Repeat the data that follows, keeping every character intact.

── EXERCISE INPUTS ──

PR #2493, opened 2026-09-10
ci: signed bot commits in the regeneration workflows (EVM-1688)

0xValera:
## What ❔

The regeneration workflows commit through the GitHub API instead of `git commit && git push` as `zksync[bot]`, so their commits are signed.

- New composite action `.github/actions/signed-commit`: stages the given paths and creates the commit with the GraphQL `createCommitOnBranch` mutation, which GitHub signs. It refuses to run on a branch other than the requested one, and `expectedHeadOid` fails the call instead of overwriting a newer push.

───

- ANSWER SECTION
PR #2493, opened 2026-09-10
ci: signed bot commits in the regeneration workflows (EVM-1688)

0xValera:
## What ❔

The regeneration workflows commit through the GitHub API instead of `git commit && git push` as `zksync[bot]`, so their commits are signed.

- New composite action `.github/actions/signed-commit`: stages the given paths and creates the commit with the GraphQL `createCommitOnBranch` mutation, which GitHub signs. It refuses to run on a branch other than the requested one, and `expectedHeadOid` fails the call instead of overwriting a newer push.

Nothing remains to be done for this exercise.